### [What to produce]
Reproduce all the entries, matching the original word for word.

### [Provided information]

PR #558, opened 2026-01-15
docs(verify): annotate identity matchers and regexp semantics

1seal:
Thanks for the pointer.

This PR adds GoDoc annotations to SubjectAlternativeNameMatcher and IssuerMatcher (and their fields) around pkg/verify/certificate_identity.go#L26-L34 to make the default Go regexp semantics explicit:

- Regexp.MatchString is substring-based unless the pattern is anchored.
- Added guidance to use ^...$ if callers intend full-string matching.
- Clarified that the exact-value fields (SubjectAlternativeName / Issuer) are exact matches when set.

If you’d prefer this guidance to live elsewhere (for example, pkg/verify docs or a README section), I can move it accordingly.

### DIFF
--- a/pkg/verify/certificate_identity.go
+++ b/pkg/verify/certificate_identity.go
@@ -23,13 +23,28 @@ import (
 	"github.com/sigstore/sigstore-go/pkg/fulcio/certificate"
 )
 
+// SubjectAlternativeNameMatcher specifies how to match a certificate's Subject
+// Alternative Name (SAN).
 type SubjectAlternativeNameMatcher struct {
-	SubjectAlternativeName string        `json:"subjectAlternativeName"`
-	Regexp                 regexp.Regexp `json:"regexp,omitempty"`
+	// SubjectAlternativeName, if set, must match the certificate SAN exactly.
+	SubjectAlternativeName string `json:"subjectAlternativeName"`
+	// Regexp, if set, is evaluated against the certificate SAN using Go regexp
+	// semantics.
+	//
+	// Note: regexp matching is not anchored by default; use ^...$ if you intend
+	// to match the entire SAN value.
+	Regexp regexp.Regexp `json:"regexp,omitempty"`
 }
 
+// IssuerMatcher specifies how to match a certificate's issuer identity.
 type IssuerMatcher struct {
-	Issuer string        `json:"issuer"`
+	// Issuer, if set, must match the OpenID Connect issuer exactly.
+	Issuer string `json:"issuer"`
+	// Regexp, if set, is evaluated against the OpenID Connect issuer using Go
+	// regexp semantics.
+	//
+	// Note: regexp matching is not anchored by default; use ^...$ if you intend
+	// to match the entire issuer value.
 	Regexp regexp.Regexp `json:"regexp,omitempty"`
 }
 


pkg/verify/certificate_identity.go
```diff
@@ -23,13 +23,40 @@ import (
 	"github.com/sigstore/sigstore-go/pkg/fulcio/certificate"
 )
 
+// SubjectAlternativeNameMatcher specifies how to match a certificate's Subject
+// Alternative Name (SAN).
+//
+// If Regexp is set, it is evaluated using Go regexp semantics. Note that regexp
```
Hayden-IO: Let's omit this line here, as this is repetitive with the docstring for `Regexp`.

pkg/verify/certificate_identity.go
```diff
@@ -23,13 +23,40 @@ import (
...
-	Regexp                 regexp.Regexp `json:"regexp,omitempty"`
+	// SubjectAlternativeName, if set, must match the certificate SAN exactly.
+	SubjectAlternativeName string `json:"subjectAlternativeName"`
+	// Regexp, if set, is evaluated against the certificate SAN using Go regexp
+	// semantics.
+	//
+	// Note: regexp matching is not anchored by default; use ^...$ if you intend
+	// to match the entire SAN value.
+	//
+	// This field is encoded to JSON as a string via MarshalJSON.
```
Hayden-IO: This can be omitted.

pkg/verify/certificate_identity.go
```diff
@@ -23,13 +23,40 @@ import (
...
+	Regexp regexp.Regexp `json:"regexp,omitempty"`
 }
 
+// IssuerMatcher specifies how to match a certificate's issuer identity.
+//
+// If Regexp is set, it is evaluated using Go regexp semantics. Note that regexp
```
Hayden-IO: same here, this can be omitted

Hayden-IO (changes requested):
Can you also sign the DCO?

pkg/verify/certificate_identity.go
1seal: done, removed the redundant lines from the struct docstrings and dropped the MarshalJSON note. also reworked the commit to include a DCO sign-off. force-pushed the updated commit

pkg/verify/certificate_identity.go
```diff
@@ -23,13 +23,30 @@ import (
...
+	//
+	// Note: regexp matching is not anchored by default; use ^...$ if you intend
+	// to match the entire SAN value.
+	Regexp regexp.Regexp `json:"regexp,omitempty"`
 }
 
+// IssuerMatcher specifies how to match a certificate's issuer identity.
 type IssuerMatcher struct {
-	Issuer string        `json:"issuer"`
+	// Issuer, if set, must match the certificate issuer exactly.
```
Hayden-IO:
```suggestion
	// Issuer, if set, must match the OpenID Connect issuer exactly.
```

pkg/verify/certificate_identity.go
```diff
@@ -23,13 +23,30 @@ import (
...
+	Issuer string `json:"issuer"`
+	// Regexp, if set, is evaluated against the certificate issuer using Go
```
Hayden-IO:
```suggestion
	// Regexp, if set, is evaluated against the OpenID Connect issuer using Go
```

pkg/verify/certificate_identity.go
```diff
@@ -23,13 +23,30 @@ import (
...
+	// regexp semantics.
+	//
+	// Note: regexp matching is not anchored by default; use ^...$ if you intend
+	// to match the entire issuer value.
+	//
+	// This field is encoded to JSON as a string via MarshalJSON.
```
Hayden-IO: This can be deleted as well

Hayden-IO (changes requested):

pkg/verify/certificate_identity.go
1seal: done, updated Issuer/Regexp wording to “OpenID Connect issuer” and removed the MarshalJSON note as suggested. tests pass and I force-pushed the updated commit (DCO > sign-off included)

Hayden-IO (approved):
Thanks!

### [Solved exercise]
PR #558, opened 2026-01-15
docs(verify): annotate identity matchers and regexp semantics

1seal:
Thanks for the pointer.

This PR adds GoDoc annotations to SubjectAlternativeNameMatcher and IssuerMatcher (and their fields) around pkg/verify/certificate_identity.go#L26-L34 to make the default Go regexp semantics explicit:

- Regexp.MatchString is substring-based unless the pattern is anchored.
- Added guidance to use ^...$ if callers intend full-string matching.
- Clarified that the exact-value fields (SubjectAlternativeName / Issuer) are exact matches when set.

If you’d prefer this guidance to live elsewhere (for example, pkg/verify docs or a README section), I can move it accordingly.

### DIFF
--- a/pkg/verify/certificate_identity.go
+++ b/pkg/verify/certificate_identity.go
@@ -23,13 +23,28 @@ import (
 	"github.com/sigstore/sigstore-go/pkg/fulcio/certificate"
 )
 
+// SubjectAlternativeNameMatcher specifies how to match a certificate's Subject
+// Alternative Name (SAN).
 type SubjectAlternativeNameMatcher struct {
-	SubjectAlternativeName string        `json:"subjectAlternativeName"`
-	Regexp                 regexp.Regexp `json:"regexp,omitempty"`
+	// SubjectAlternativeName, if set, must match the certificate SAN exactly.
+	SubjectAlternativeName string `json:"subjectAlternativeName"`
+	// Regexp, if set, is evaluated against the certificate SAN using Go regexp
+	// semantics.
+	//
+	// Note: regexp matching is not anchored by default; use ^...$ if you intend
+	// to match the entire SAN value.
+	Regexp regexp.Regexp `json:"regexp,omitempty"`
 }
 
+// IssuerMatcher specifies how to match a certificate's issuer identity.
 type IssuerMatcher struct {
-	Issuer string        `json:"issuer"`
+	// Issuer, if set, must match the OpenID Connect issuer exactly.
+	Issuer string `json:"issuer"`
+	// Regexp, if set, is evaluated against the OpenID Connect issuer using Go
+	// regexp semantics.
+	//
+	// Note: regexp matching is not anchored by default; use ^...$ if you intend
+	// to match the entire issuer value.
 	Regexp regexp.Regexp `json:"regexp,omitempty"`
 }
 


pkg/verify/certificate_identity.go
```diff
@@ -23,13 +23,40 @@ import (
 	"github.com/sigstore/sigstore-go/pkg/fulcio/certificate"
 )
 
+// SubjectAlternativeNameMatcher specifies how to match a certificate's Subject
+// Alternative Name (SAN).
+//
+// If Regexp is set, it is evaluated using Go regexp semantics. Note that regexp
```
Hayden-IO: Let's omit this line here, as this is repetitive with the docstring for `Regexp`.

pkg/verify/certificate_identity.go
```diff
@@ -23,13 +23,40 @@ import (
...
-	Regexp                 regexp.Regexp `json:"regexp,omitempty"`
+	// SubjectAlternativeName, if set, must match the certificate SAN exactly.
+	SubjectAlternativeName string `json:"subjectAlternativeName"`
+	// Regexp, if set, is evaluated against the certificate SAN using Go regexp
+	// semantics.
+	//
+	// Note: regexp matching is not anchored by default; use ^...$ if you intend
+	// to match the entire SAN value.
+	//
+	// This field is encoded to JSON as a string via MarshalJSON.
```
Hayden-IO: This can be omitted.

pkg/verify/certificate_identity.go
```diff
@@ -23,13 +23,40 @@ import (
...
+	Regexp regexp.Regexp `json:"regexp,omitempty"`
 }
 
+// IssuerMatcher specifies how to match a certificate's issuer identity.
+//
+// If Regexp is set, it is evaluated using Go regexp semantics. Note that regexp
```
Hayden-IO: same here, this can be omitted

Hayden-IO (changes requested):
Can you also sign the DCO?

pkg/verify/certificate_identity.go
1seal: done, removed the redundant lines from the struct docstrings and dropped the MarshalJSON note. also reworked the commit to include a DCO sign-off. force-pushed the updated commit

pkg/verify/certificate_identity.go
```diff
@@ -23,13 +23,30 @@ import (
...
+	//
+	// Note: regexp matching is not anchored by default; use ^...$ if you intend
+	// to match the entire SAN value.
+	Regexp regexp.Regexp `json:"regexp,omitempty"`
 }
 
+// IssuerMatcher specifies how to match a certificate's issuer identity.
 type IssuerMatcher struct {
-	Issuer string        `json:"issuer"`
+	// Issuer, if set, must match the certificate issuer exactly.
```
Hayden-IO:
```suggestion
	// Issuer, if set, must match the OpenID Connect issuer exactly.
```

pkg/verify/certificate_identity.go
```diff
@@ -23,13 +23,30 @@ import (
...
+	Issuer string `json:"issuer"`
+	// Regexp, if set, is evaluated against the certificate issuer using Go
```
Hayden-IO:
```suggestion
	// Regexp, if set, is evaluated against the OpenID Connect issuer using Go
```

pkg/verify/certificate_identity.go
```diff
@@ -23,13 +23,30 @@ import (
...
+	// regexp semantics.
+	//
+	// Note: regexp matching is not anchored by default; use ^...$ if you intend
+	// to match the entire issuer value.
+	//
+	// This field is encoded to JSON as a string via MarshalJSON.
```
Hayden-IO: This can be deleted as well

Hayden-IO (changes requested):

pkg/verify/certificate_identity.go
1seal: done, updated Issuer/Regexp wording to “OpenID Connect issuer” and removed the MarshalJSON note as suggested. tests pass and I force-pushed the updated commit (DCO > sign-off included)

Hayden-IO (approved):
Thanks!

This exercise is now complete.